___ Input ___

PR #1100, opened 2021-02-19
Culling for rigid and articulated objects

erikwijmans:
## Motivation and Context

Add culling for articulated and rigid objects.  Also moves away from using btMotionState for syncing positions as this gives us finer control over when the scene graph is dirtied and will be needed for rendering in a background thread.

Also compiles with broadwell vectorized instructions -- broadwell is quite old so unlikely that people don't have support for those but the newer wider AVX instructions don't improve perf.

## How Has This Been Tested

Andrew's interactive benchmark looks identical and I have spent a lot of time in the view watching objects and everything looks correct.


src/esp/physics/bullet/BulletArticulatedObject.cpp
```diff
@@ -285,8 +289,6 @@ void BulletArticulatedObject::setRootState(const Magnum::Matrix4& state) {
   btAlignedObjectArray<btVector3> scratch_m;
   btMultiBody_->forwardKinematics(scratch_q, scratch_m);
   btMultiBody_->updateCollisionObjectWorldTransforms(scratch_q, scratch_m);
-  // sync visual shapes
-  updateNodes();
```
aclegg3, line 289: We return object/link transforms from their SceneNodes. If we query a link transform after this setter but before the dynamics step then the queried transform will be outdated. However, I understand the value of deferring this update whenever possible. Maybe we want to either get those transforms directly from Bullet instead of our SceneGraph, or have a way to set state to dirty and update relevant nodes when the state queries are called.

src/esp/physics/bullet/BulletArticulatedObject.cpp
```diff
@@ -372,8 +374,6 @@ void BulletArticulatedObject::setPositions(
...
```
aclegg3, line 376: Same as previous comment.

src/esp/physics/bullet/BulletArticulatedObject.cpp
```diff
@@ -420,12 +420,11 @@ void BulletArticulatedObject::reset() {
   btMultiBody_->clearConstraintForces();
   btMultiBody_->clearVelocities();
   btMultiBody_->clearForcesAndTorques();
-  // sync visual shapes
-  updateNodes();
```
aclegg3, line 424: Here also.

src/esp/physics/bullet/BulletArticulatedObject.cpp
erikwijmans: Yeah, this is a good point, we should just query those from bullet

src/esp/physics/bullet/BulletRigidObject.h
```diff
@@ -36,8 +36,7 @@ namespace physics {
  * state with internal btRigidBody states
  */
 class BulletRigidObject : public BulletBase,
-                          public RigidObject,
-                          public Magnum::BulletIntegration::MotionState {
```
aclegg3, line 40: Same here. RigidObject state getters called after setters and before simulation step may need to manually update the node states since MotionState is not doing this automatically.

erikwijmans:
It's stable with Eric's change are added so we'll just turn it once those are in

PR #2065, opened 2023-04-10
--[BugFix]Testing disabled renderer in simtest should only happen 1 time

jturner65:
## Motivation and Context
Currently the tests in simtest are instanced in such a way that they are each executed 2 times, once with a direct simulator creation, and once with a simulator created with a pre-existing metadata mediator, using Magnum's instanced testing protocols.  [This PR (#1308)](https://github.com/facebookresearch/habitat-sim/pull/1308) added support and testing for creating simulator without a renderer. 

The test that was added (createMagnumRenderingOff) did not follow the existing protocol for creating sims (calling the appropriate array of function pointers), but instead directly built it within the test's body. Due to this, the same test of the same functionality is being executed twice.

This PR makes the createMagnumRenderingOff test a regular test, and not an instanced one, so that it is executed only 1 time.  An alternative solution to this would be to test rendering off with both a directly-built simulator and one built using a prebuilt MM, but this would require further redesign of the testing protocol/layout to work properly.

## How Has This Been Tested
Current c++ tests pass, and createMagnumRenderingOff test is only executed once.

## Types of changes

## Checklist

### DIFF
--- a/src/tests/SimTest.cpp
+++ b/src/tests/SimTest.cpp
@@ -171,8 +171,8 @@ SimTest::SimTest() {
             &SimTest::loadingObjectTemplates,
             &SimTest::buildingPrimAssetObjectTemplates,
             &SimTest::addObjectByHandle,
-            &SimTest::addSensorToObject,
-            &SimTest::createMagnumRenderingOff}, Cr::Containers::arraySize(SimulatorBuilder) );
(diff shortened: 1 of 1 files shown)


eundersander (approved):
>should this functionality be tested both ways
I would say no, not necessary. This is a test of `createRenderer=false` and that feels unrelated to MetadataMediator stuff.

___

What you are asked to do:
Output every record above in full, exactly as it reads.

Solution to the exercise:
PR #1100, opened 2021-02-19
Culling for rigid and articulated objects

erikwijmans:
## Motivation and Context

Add culling for articulated and rigid objects.  Also moves away from using btMotionState for syncing positions as this gives us finer control over when the scene graph is dirtied and will be needed for rendering in a background thread.

Also compiles with broadwell vectorized instructions -- broadwell is quite old so unlikely that people don't have support for those but the newer wider AVX instructions don't improve perf.

## How Has This Been Tested

Andrew's interactive benchmark looks identical and I have spent a lot of time in the view watching objects and everything looks correct.


src/esp/physics/bullet/BulletArticulatedObject.cpp
```diff
@@ -285,8 +289,6 @@ void BulletArticulatedObject::setRootState(const Magnum::Matrix4& state) {
   btAlignedObjectArray<btVector3> scratch_m;
   btMultiBody_->forwardKinematics(scratch_q, scratch_m);
   btMultiBody_->updateCollisionObjectWorldTransforms(scratch_q, scratch_m);
-  // sync visual shapes
-  updateNodes();
```
aclegg3, line 289: We return object/link transforms from their SceneNodes. If we query a link transform after this setter but before the dynamics step then the queried transform will be outdated. However, I understand the value of deferring this update whenever possible. Maybe we want to either get those transforms directly from Bullet instead of our SceneGraph, or have a way to set state to dirty and update relevant nodes when the state queries are called.

src/esp/physics/bullet/BulletArticulatedObject.cpp
```diff
@@ -372,8 +374,6 @@ void BulletArticulatedObject::setPositions(
...
```
aclegg3, line 376: Same as previous comment.

src/esp/physics/bullet/BulletArticulatedObject.cpp
```diff
@@ -420,12 +420,11 @@ void BulletArticulatedObject::reset() {
   btMultiBody_->clearConstraintForces();
   btMultiBody_->clearVelocities();
   btMultiBody_->clearForcesAndTorques();
-  // sync visual shapes
-  updateNodes();
```
aclegg3, line 424: Here also.

src/esp/physics/bullet/BulletArticulatedObject.cpp
erikwijmans: Yeah, this is a good point, we should just query those from bullet

src/esp/physics/bullet/BulletRigidObject.h
```diff
@@ -36,8 +36,7 @@ namespace physics {
  * state with internal btRigidBody states
  */
 class BulletRigidObject : public BulletBase,
-                          public RigidObject,
-                          public Magnum::BulletIntegration::MotionState {
```
aclegg3, line 40: Same here. RigidObject state getters called after setters and before simulation step may need to manually update the node states since MotionState is not doing this automatically.

erikwijmans:
It's stable with Eric's change are added so we'll just turn it once those are in

PR #2065, opened 2023-04-10
--[BugFix]Testing disabled renderer in simtest should only happen 1 time

jturner65:
## Motivation and Context
Currently the tests in simtest are instanced in such a way that they are each executed 2 times, once with a direct simulator creation, and once with a simulator created with a pre-existing metadata mediator, using Magnum's instanced testing protocols.  [This PR (#1308)](https://github.com/facebookresearch/habitat-sim/pull/1308) added support and testing for creating simulator without a renderer. 

The test that was added (createMagnumRenderingOff) did not follow the existing protocol for creating sims (calling the appropriate array of function pointers), but instead directly built it within the test's body. Due to this, the same test of the same functionality is being executed twice.

This PR makes the createMagnumRenderingOff test a regular test, and not an instanced one, so that it is executed only 1 time.  An alternative solution to this would be to test rendering off with both a directly-built simulator and one built using a prebuilt MM, but this would require further redesign of the testing protocol/layout to work properly.

## How Has This Been Tested
Current c++ tests pass, and createMagnumRenderingOff test is only executed once.

## Types of changes

## Checklist

### DIFF
--- a/src/tests/SimTest.cpp
+++ b/src/tests/SimTest.cpp
@@ -171,8 +171,8 @@ SimTest::SimTest() {
             &SimTest::loadingObjectTemplates,
             &SimTest::buildingPrimAssetObjectTemplates,
             &SimTest::addObjectByHandle,
-            &SimTest::addSensorToObject,
-            &SimTest::createMagnumRenderingOff}, Cr::Containers::arraySize(SimulatorBuilder) );
(diff shortened: 1 of 1 files shown)


eundersander (approved):
>should this functionality be tested both ways
I would say no, not necessary. This is a test of `createRenderer=false` and that feels unrelated to MetadataMediator stuff.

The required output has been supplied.